PR #17039, opened 2024-11-20
Update test for automatic checkout completion to not overcharge the order

IKarbowiak:
Update test for automatic checkout completion to not overcharge the order

# Impact

- [ ] New migrations

# Docs

- [ ] Link to documentation:

# Pull Request Checklist

### DIFF
--- a/saleor/checkout/tests/test_tasks.py
+++ b/saleor/checkout/tests/test_tasks.py
@@ -8,9 +8,14 @@ import graphene
 import pytest
 from django.utils import timezone
 
-from ...order import OrderEvents
+from ...core.taxes import zero_money
+from ...order import OrderChargeStatus, OrderEvents
 from ...order.models import Order
+from ...plugins.manager import get_plugins_manager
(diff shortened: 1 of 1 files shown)


saleor/checkout/tests/test_tasks.py
```diff
@@ -619,6 +636,7 @@ def test_automatic_checkout_completion_task_transaction_flow(
     # then
     assert not Checkout.objects.filter(pk=checkout_pk).exists()
     order = Order.objects.filter(checkout_token=checkout_pk).first()
+    assert order.charge_status
```
korycins, line 639: Shouldn't be `assert order.charge_status == <expected-charge-status>? Right now it will always be `true` as default value is not `None`

korycins: And also, assert from line 640 should be called first 🤔

kadewu (approved):

korycins (approved):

**TASK OBJECTIVE**
The entries above are to be retyped exactly.

**FINAL ANSWER**
PR #17039, opened 2024-11-20
Update test for automatic checkout completion to not overcharge the order

IKarbowiak:
Update test for automatic checkout completion to not overcharge the order

# Impact

- [ ] New migrations

# Docs

- [ ] Link to documentation:

# Pull Request Checklist

### DIFF
--- a/saleor/checkout/tests/test_tasks.py
+++ b/saleor/checkout/tests/test_tasks.py
@@ -8,9 +8,14 @@ import graphene
 import pytest
 from django.utils import timezone
 
-from ...order import OrderEvents
+from ...core.taxes import zero_money
+from ...order import OrderChargeStatus, OrderEvents
 from ...order.models import Order
+from ...plugins.manager import get_plugins_manager
(diff shortened: 1 of 1 files shown)


saleor/checkout/tests/test_tasks.py
```diff
@@ -619,6 +636,7 @@ def test_automatic_checkout_completion_task_transaction_flow(
     # then
     assert not Checkout.objects.filter(pk=checkout_pk).exists()
     order = Order.objects.filter(checkout_token=checkout_pk).first()
+    assert order.charge_status
```
korycins, line 639: Shouldn't be `assert order.charge_status == <expected-charge-status>? Right now it will always be `true` as default value is not `None`

korycins: And also, assert from line 640 should be called first 🤔

kadewu (approved):

korycins (approved):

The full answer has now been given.